Requirement:
A verbatim copy of the lines from the one with "The error seems" through the final line below is required; print it and nothing else.

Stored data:
*** Block opens ***

PR #198, opened 2021-01-07
Fix base image for stripping not found

LinusCDE:
When trying to build the keywriter package (#195) for testing on my server (since my internet at home for some reason takes ages to pull new images), I encountered the following error:

grafik

The error seems to be that the image was specified without an version and the default ("latest") is not used by us and was not found.

@Eeems @matteodelabre This for now just assumed a version, but we should consider using taking the version part of the already specified image or something else to keep that hidden part in the code somehow up to date.

I'll use this version for building keywriter for now, but I guess this should not be the final fix.

### DIFF
--- a/scripts/package-build
+++ b/scripts/package-build
@@ -151,7 +151,7 @@ for pkgname in "${pkgnames[@]}"; do
             section "Stripping $pkgname"
             docker container run --interactive --rm \
                 --mount type=bind,src="$(realpath "$pkgdir")",dst=/pkg \
-                "$(image-name base:v1.2.2)" /bin/bash \
+                "$(image-name "$image")" /bin/bash \
                 << "SCRIPT"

*** Block closes ***

Result of the exercise:
The error seems to be that the image was specified without an version and the default ("latest") is not used by us and was not found.

@Eeems @matteodelabre This for now just assumed a version, but we should consider using taking the version part of the already specified image or something else to keep that hidden part in the code somehow up to date.

I'll use this version for building keywriter for now, but I guess this should not be the final fix.

### DIFF
--- a/scripts/package-build
+++ b/scripts/package-build
@@ -151,7 +151,7 @@ for pkgname in "${pkgnames[@]}"; do
             section "Stripping $pkgname"
             docker container run --interactive --rm \
                 --mount type=bind,src="$(realpath "$pkgdir")",dst=/pkg \
-                "$(image-name base:v1.2.2)" /bin/bash \
+                "$(image-name "$image")" /bin/bash \
                 << "SCRIPT"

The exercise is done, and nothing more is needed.